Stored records
Issue #706, opened 2025-05-12
Add features from Curriculum Dataprep tutorial to NeMo Curator modules


sarahyurick:
While some of the classes in https://github.com/NVIDIA/NeMo-Curator/pull/695 are very specific to the dataset being curated, others could be useful for a variety of datasets and should be added as NeMo Curator modules.

In particular, I think it would be nice to add these as modules: `NonEnglishFilter` (could be generalized to any language), `TokenCountFilter`, and `CompletionTokenCountFilter`.

sarahyurick:
TODO:

- [x] Update [this comment](https://github.com/NVIDIA/NeMo-Curator/blob/main/tutorials/llama-nemotron-data-curation/main.py#L427)
- [x] Add description to `tutorials/README.md`

sarahyurick:
TODO items fixed by: https://github.com/NVIDIA-NeMo/Curator/pull/771.

sarahyurick:
See https://github.com/NVIDIA-NeMo/Curator/pull/921#discussion_r2289024810.

PR #921, opened 2025-08-20
[REVIEW] Add modifiers to enable multiple columns

VibhuJawa:
This pull request refactors and generalizes the document modification logic to support both single-input and multi-input fields, making the `Modify` processing stage more flexible and robust. 

**Core API and Logic Refactoring**

* The `DocumentModifier` abstract base class and its `modify_document` method now support both single and multiple input values, allowing for more flexible document transformations. [[1]](diffhunk://#diff-b0ca5adfb02d9ee5a0d2975cb9c4b2f5e09f482841be0290e41d9b16e34de8f1L22-R27) [[2]](diffhunk://#diff-b0ca5adfb02d9ee5a0d2975cb9c4b2f5e09f482841be0290e41d9b16e34de8f1L35-R39)
* The `Modify` stage now uses `input_fields` and `output_fields` instead of `text_field`, supporting single fields, lists of fields, and per-modifier multi-input fields. Output behavior is clarified: in-place modification is only allowed when each modifier has a single input field; otherwise, explicit output fields are required.

**Validation and Normalization Helpers**

* New helper functions `_normalize_input_fields` and `_normalize_output_fields` handle the expansion and validation of input and output field specifications, ensuring correct mapping between modifiers and their corresponding fields.
* The `_validate_and_normalize_modifiers` function now validates against the new `input_fields` argument and enforces stricter checks for field-modifier correspondence.

### DIFF
--- a/ray-curator/ray_curator/backends/experimental/ray_actor_pool/executor.py
+++ b/ray-curator/ray_curator/backends/experimental/ray_actor_pool/executor.py
@@ -1,6 +1,7 @@
 import uuid
 from typing import TYPE_CHECKING
 
+import numpy as np
 import ray
 from loguru import logger
 from ray.util.actor_pool import ActorPool
@@ -88,6 +89,7 @@ class RayActorPoolExecutor(BaseExecutor):
                 else:
                     actor_pool = self._create_actor_pool(stage, num_actors)
 
+                logger.info(f"Created actor pool for {stage.name} with {num_actors} actors")
                 # Process tasks through this stage using ActorPool
                 current_tasks = self._process_stage_with_pool(actor_pool, stage, current_tasks)
 
@@ -139,7 +141,7 @@ class RayActorPoolExecutor(BaseExecutor):
                 .options(
                     num_cpus=stage.resources.cpus,
                     num_gpus=stage.resources.gpus,
-                    name=f"{stage.name}-{actor_idx}",
+                    name=f"{stage.name}Actor-{actor_idx}",
                 )
                 .remote(
                     stage=stage,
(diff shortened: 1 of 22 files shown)


ray-curator/tests/stages/text/modules/test_modifiers.py
```diff
@@ -490,34 +490,118 @@ def test_docmodifier_single_normalization_and_name(self) -> None:
...
+        m.setup()
+        out = m.process(doc_batch)
+
+        assert out is not None
+        assert out.data.columns.tolist() == ["text", "stripped", "shouted"]
+        assert out.data["text"].tolist() == ["  hello  ", " world"]
+        assert out.data["stripped"].tolist() == ["hello", "world"]
+        assert out.data["shouted"].tolist() == ["  HELLO  ", " WORLD"]
+
+    def test_multi_input_callable_success(self) -> None:
```
sarahyurick, line 563: Very nice!

VibhuJawa: @sarahyurick , @Maghoumi  asked if he can create modifiers that work on multiple columns. 

The main use-case for this is for implementing a bunch of custom ops. Like a modifier that can add a token counter to the dataset. Or a modifier that applies a chat template to a text based on multiple fields.

Maghoumi: Yeah, also it was a feature I requested in our Live VR a while back, and it's great to see it implemented natively now :)

sarahyurick: Got it, thanks! Sounds like we can try to use it for https://github.com/NVIDIA-NeMo/Curator/tree/main/tutorials/llama-nemotron-data-curation eventually. I can tag it along with the follow-ups from here: https://github.com/NVIDIA-NeMo/Curator/issues/706.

## Task instructions
Among the records above, find each line holding the string "multiple" and pull it out.

## Expected output
[REVIEW] Add modifiers to enable multiple columns
* The `DocumentModifier` abstract base class and its `modify_document` method now support both single and multiple input values, allowing for more flexible document transformations. [[1]](diffhunk://#diff-b0ca5adfb02d9ee5a0d2975cb9c4b2f5e09f482841be0290e41d9b16e34de8f1L22-R27) [[2]](diffhunk://#diff-b0ca5adfb02d9ee5a0d2975cb9c4b2f5e09f482841be0290e41d9b16e34de8f1L35-R39)
VibhuJawa: @sarahyurick , @Maghoumi  asked if he can create modifiers that work on multiple columns. 
The main use-case for this is for implementing a bunch of custom ops. Like a modifier that can add a token counter to the dataset. Or a modifier that applies a chat template to a text based on multiple fields.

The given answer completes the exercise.